§ **About this task**
Show each line of the listing in which the word "displayed" occurs.

─── Data shown

PR #238, opened 2024-07-03
xcpng-fs-diff.py: Update ignored files list

tescande:


gduperrey (approved):

scripts/xcpng-fs-diff.py
```diff
@@ -270,18 +273,23 @@ def main():
...
         '/etc/sysconfig/xencommons',
+        '/etc/sysctl.d/91-net-ipv6.conf',
         '/etc/vconsole.conf',
         '/etc/xensource-inventory',
         '/etc/xensource/boot_time_cpus',
         '/etc/xensource/ptoken',
+        '/etc/xensource/xapi-pool-tls.pem',
         '/etc/xensource/xapi-ssl.pem',
         '/opt/xensource/gpg/trustdb.gpg',
+        '*.pyc',
```
stormi, line 292: Can we be more precise? Changes in pyc files inside /usr, for example, would indicate that there's a packaging issue.

scripts/xcpng-fs-diff.py
```diff
@@ -250,15 +250,18 @@ def main():
     folders = ["/boot", "/etc", "/opt", "/usr"]
     ignored_file_patterns = [
         '/boot/initrd-*',
+        '/boot/efi/*',
```
stormi, line 253: I assume this is so that comparing a UEFI host with a BIOS can be done?

stormi:
Loosely related: are changes in the ignored files displayed somewhere, without causing an error, or are they completely masked?

scripts/xcpng-fs-diff.py
tescande: These files are generated at first run and are not distributed with packages, right ? So .pyc files might differ if they include some kind of generation timestamp.

stormi: They are supposed to distributed with packages, on the contrary, so that /usr may be read-only. But there remains some which aren't. For example, the XAPI plugins in /etc, IIRC. That's why I would not ignore all of them, only the ones we know we want to ignore.

scripts/xcpng-fs-diff.py
tescande: Right. I need to check if there is no other difference between UEFI and BIOS hosts but this is the only one that I remember.

tescande:
> Loosely related: are changes in the ignored files displayed somewhere, without causing an error, or are they completely masked?

Just added `--show-ignored` command line option

gthvn1 (approved):

gthvn1:
Just tested on fresh install and it is cool to not see the *.pyc file without using `grep -v` ;)
```
Results:
file differs: /etc/firstboot.d/data/management.conf
file doesn't exist on reference host: /etc/xapi.d/plugins/vmssc
file doesn't exist on tested host: /etc/openldap/certs/secmod.db
file doesn't exist on tested host: /etc/openldap/certs/password
file doesn't exist on tested host: /etc/openldap/certs/cert8.db
file doesn't exist on tested host: /etc/openldap/certs/key3.db
```

stormi (approved):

──────

§ **Task answer**
Loosely related: are changes in the ignored files displayed somewhere, without causing an error, or are they completely masked?
> Loosely related: are changes in the ignored files displayed somewhere, without causing an error, or are they completely masked?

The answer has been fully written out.